Lamborghinis erster viertüriger Elektro-GT erhält endlich grünes Licht

Der Bulle blickt über den Huracán hinaus. Der Aventador ist fertig. Sogar der SUV Urus hatte seinen Durchbruch. Jetzt denkt Lamborghini ernsthaft über eine vierte Säule seiner Produktpalette nach. Und es ist nicht nur ein weiterer SUV. Laut Autocar ist der nächste Schritt ein viertüriger Elektro-GT. Hinterradantrieb. Eine Premiere für die italienische Marke.

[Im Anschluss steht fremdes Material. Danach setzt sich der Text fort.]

PR #1484, opened 2023-10-05
Android: make detection of game controllers more robust

alemart:
Currently, Allegro determines that an input device should be recognized as a joystick if its source type matches `SOURCE_JOYSTICK`. The Android documentation states that this source type indicates that the input device has analog control sticks. There is another value, `SOURCE_GAMEPAD`, that indicates that the input device has gamepad buttons. Both should be taken into account when testing if an input device is a game controller. This patch makes the adjustment.

For more information and an example, refer to:

https://developer.android.com/develop/ui/views/touch-and-input/game-controllers/controller-input?hl=en#input


SiegeLord:
Thanks!

PR #1485, opened 2023-10-06
Android: implement `al_get_joystick_name()`

alemart:
This patch implements `al_get_joystick_name()` on Android.

If the [product ID / vendor ID](https://github.com/liballeg/allegro5/pull/1426) API pans out, the Android implementation can be done in a similar way.


SiegeLord:
Thanks!

PR #1493, opened 2023-10-19
Android: fix corruption of bitmaps created with the `ALLEGRO_NO_PRESERVE_TEXTURE` flag

### LINKED ISSUE #1492: Android: bitmaps created with the `ALLEGRO_NO_PRESERVE_TEXTURE` flag get corrupted
On Android, bitmaps created with the `ALLEGRO_NO_PRESERVE_TEXTURE` flag get corrupted and stay unusable when the application loses focus. Video bitmaps created without the flag are recovered by calling `al_acknowledge_drawing_resume()`. Bitmaps created with the flag could be "recovered" similarly (i.e., made usable again, even though they lose their pixel data).

---

Here is an example of bitmap corruption. I render the scene to bitmaps created with the `ALLEGRO_NO_PRESERVE_TEXTURE` flag. I can walk around the issue by destroying and recreating such bitmaps. However, it would be better if Allegro handled the issue transparently, as it already does for other video bitmaps.

https://github.com/liballeg/allegro5/assets/221477/071312d9-1856-4e3e-bd06-cc04a51329d5

The controls are rendered directly to the screen, so they aren't affected by the glitch.

alemart:
This patch fixes #1492: corruption of bitmaps created with the `ALLEGRO_NO_PRESERVE_TEXTURE` flag when the application loses focus on Android.

Video bitmaps created without the `ALLEGRO_NO_PRESERVE_TEXTURE` flag are already recovered by Allegro. I take a similar approach:

- I recreate the internal textures of the bitmaps - even though they lose their pixel data - when `al_acknowledge_drawing_resume()` is called.

- I change `_al_ogl_upload_bitmap_memory()` so that it accepts `ptr` == NULL. This function was already documented as accepting NULL, but its code demanded otherwise.

### DIFF
--- a/src/android/android_display.c
+++ b/src/android/android_display.c
@@ -841,8 +841,7 @@ static void android_acknowledge_drawing_halt(ALLEGRO_DISPLAY *dpy)
       int bitmap_flags = al_get_bitmap_flags(bmp);
 
       if (!bmp->parent &&
-         !(bitmap_flags & ALLEGRO_MEMORY_BITMAP) &&
-         !(bitmap_flags & ALLEGRO_NO_PRESERVE_TEXTURE))
+         !(bitmap_flags & ALLEGRO_MEMORY_BITMAP))
       {
          ALLEGRO_BITMAP_EXTRA_OPENGL *extra = bmp->extra;
          al_remove_opengl_fbo(bmp);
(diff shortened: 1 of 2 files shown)


SiegeLord:
Looks good, thanks!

Maurizio Reggiani, Leiter Forschung und Entwicklung bei Lamborghini, nahm kein Blatt vor den Mund. Das Projekt für ein 2+2-Elektrofahrzeug steht kurz vor dem Startschuss. Die Entwicklung steht kurz vor dem Start. Das Ziel? Eine Markteinführung um 2025.

VW-Plattformstrategie

Hier ist der Haken. Dieser vollelektrische Lambo wird nicht auf einer maßgeschneiderten Lamborghini-Plattform gebaut. Noch nicht. Das Ingenieurteam plant, eine der bestehenden Elektroarchitekturen des Volkswagen-Konzerns zu nutzen. Die Logik ist einfach. Verkürzen Sie die Entwicklungszeit. Niedrigere Kosten.

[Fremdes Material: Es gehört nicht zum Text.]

PR #1494, opened 2023-10-20
Android: delete local JNI string references and use the jstring type

alemart:
This patch calls `DeleteLocalRef` to delete local JNI string references and uses the `jstring` type in `_jni_getString()`.


SiegeLord:
Thanks!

Welche Plattform wird es sein? Der J1? Das ist die Skateboard-Architektur hinter dem Porsche Taycan und dem kommenden Audi e-tron GT. Oder vielleicht die Premium Platform Electric (PPE)? Das ist die Basis für den Gerüchten zufolge vollelektrischen Bentley. Sant’Agata geht das langfristige Spiel an und nutzt gemeinsame Technologie, um den Preis überschaubar zu halten und gleichzeitig die Leistungsstandards beizubehalten.

Design und Erbe

Wie wird es aussehen? Das ist die Millionen-Euro-Frage. Die Rede ist vom spirituellen Nachfolger des Lamborghini Espada. Dieser legendäre viersitzige Grand Tourer lief von 1968 bis 1978 vom Band. Für einen Supersportwagen war er praktisch, aber seit Jahrzehnten nicht mehr erhältlich.

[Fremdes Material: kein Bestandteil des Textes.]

Issue #1496, opened 2023-10-22
X11 al_set_window_position unexpected behavior


elias-pschernig:
In X11 al_get_window_position returns the client area position (where the 0/0 the Allegro window is on the screen, not where the outer window border is), but in al_set_window_position we set a different position, so al_get_window_position(&x, &y) followed by al_set_window_position(x, y) will move the window around. I tried several window managers from non-compositing X11 to compositing to Wayland and the behavior at least seems consistently wrong.

I assume the expected behavior would be that passing al_get_window_position coordinates to al_set_window_position would not move the window?

SiegeLord:
Yeah, I believe that's expected. There was a similar issue on Windows that was fixed (had to do with initial positions: https://github.com/liballeg/allegro5/commit/fead757535d9d416cd956880c5574ad215582d0a). In addition to that lack of movement, ideally (0, 0) (or whatever al_get_monitor_info returns for the top-left corner) should correspond to that top left corner. This isn't the case on Windows, for example, and its hard to fix: https://github.com/liballeg/allegro5/issues/1459

PR #1497, opened 2023-10-24
add al_get_window_borders() and implement for X11

elias-pschernig:
Fixes https://github.com/liballeg/allegro5/issues/1496

I added a function to query window borders (like SDL_GetWindowBordersSize) and made al_set_window_position and al_get_window_position both use *outer* window coordinates for X11.

Also added a swap button and move-to-same-place key to ex_windows to test the changes.

I initially thought just using outer coordinates is fine as https://liballeg.org/a5docs/trunk/display.html#al_set_window_position and https://liballeg.org/a5docs/trunk/display.html#al_get_window_position do not specify if they mean inner or outer coordinates. However https://liballeg.org/a5docs/trunk/display.html#al_set_new_window_position specifically mentions the "top left pixel of the client area". So considering that, I'd be fine with changing the PR to use inner coordinates everywhere, should be easy to change now. Also for what it's worth, SDL uses inner coordinates for everything (but provides SDL_GetWindowBordersSize to easily convert between inner and outer).

### DIFF
--- a/src/display.c
+++ b/src/display.c
@@ -405,10 +405,10 @@ void al_get_window_position(ALLEGRO_DISPLAY *display, int *x, int *y)
 
 /* Function: al_get_window_borders
  */
-bool al_get_window_borders(ALLEGRO_DISPLAY *display, int *left, int *right, int *top, int *bottom)
+bool al_get_window_borders(ALLEGRO_DISPLAY *display, int *left, int *top, int *right, int *bottom)
 {
    if (display && display->vt && display->vt->get_window_borders) {
-      return display->vt->get_window_borders(display, left, right, top, bottom);
+      return display->vt->get_window_borders(display, left, top, right, bottom);
    }
    else {
       return false;
--- a/src/display.c
+++ b/src/display.c
@@ -406,7 +406,7 @@ void al_get_window_position(ALLEGRO_DISPLAY *display, int *x, int *y)
  */
 bool al_get_window_borders(ALLEGRO_DISPLAY *display, int *left, int *right, int *top, int *bottom)
 {
-   if (display && display->vt && display->vt->get_window_position) {
+   if (display && display->vt && display->vt->get_window_borders) {
       return display->vt->get_window_borders(display, left, right, top, bottom);
    }
    else {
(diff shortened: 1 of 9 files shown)


SiegeLord:
Ah drat, that's a great find about the `al_set_new_window_position` documentation. Let me check what Windows is doing and see what's feasible there, but probably we'll need to change it to inner coordinates.

src/display.c
```diff
@@ -402,6 +402,18 @@ void al_get_window_position(ALLEGRO_DISPLAY *display, int *x, int *y)
    }
 }
 
+/* Function: al_get_window_position
+ */
+bool al_get_window_borders(ALLEGRO_DISPLAY *display, int *left, int *right, int *top, int *bottom)
+{
+   if (display && display->vt && display->vt->get_window_position) {
```
SiegeLord, line 409: This should be `get_window_borders`

SiegeLord:
Ok, for windows I'll have to revert https://github.com/liballeg/allegro5/commit/fead757535d9d416cd956880c5574ad215582d0a and then add that logic to al_get/set functions.

So yeah, let's do inner coordinates for this PR as well.

SiegeLord:
Hmm... borders aren't being got under my KDE. Investigating.

elias-pschernig:
> Hmm... borders aren't being got under my KDE. Investigating.

Let me install KDE here as well. Maybe that's what the old XTranslateCoordinates was for and we need both depending on WM *sigh* I'll also try the SDL build and if that works can at least just copy more code :)

elias-pschernig:
I got it to work on KDE. For some reason the call to _al_xwin_get_borders from the window creation function doesn't work. I simply moved it into the XConfigure event handler and there it works. I also re-query the borders on every such event now, not sure that is necessary. Else we could do it only if the initial placement flag is still set. Or we could make the window creation wait for the first XConfigure event.

Also was worried about calling XMoveWindow from within the event handler but it seems to work.

elias-pschernig:
Hm, also, initially I had made the new al_get_window_borders function use the same coordinate order as X11, but for Allegro left-top-right-bottom is the usual order so changed to that.

SiegeLord:
Great, that seems to work, thanks! I'll see if I can implement it for other platforms (Linux also has the GTK_TOPLEVEL vtable that needs this).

Gerüchte deuten auf zwei wahrscheinliche Designinspirationen hin. Erstens der Lamborghini Estoque. Dieses Konzeptauto wurde 2008 auf dem Pariser Autosalon vorgestellt. Es war glatt. Es war eine Vorschau darauf, was ein viertüriger Lambo sein könnte. Zweitens gibt es das Asterion. Dieses 2014 vorgestellte Plug-in-Hybrid-Konzept kombiniert V10-Leistung mit Elektromotoren. Eine Anspielung auf diese Designsprache wäre für einen modernen GT sinnvoll.

Sián Technologietransfer

Die Leistung ist nicht verhandelbar. Es ist schließlich Lamborghini. Der neue GT muss dem Ruf der Marke gerecht werden. Wie? Wahrscheinlich durch das Ausleihen von Technologie vom Sián.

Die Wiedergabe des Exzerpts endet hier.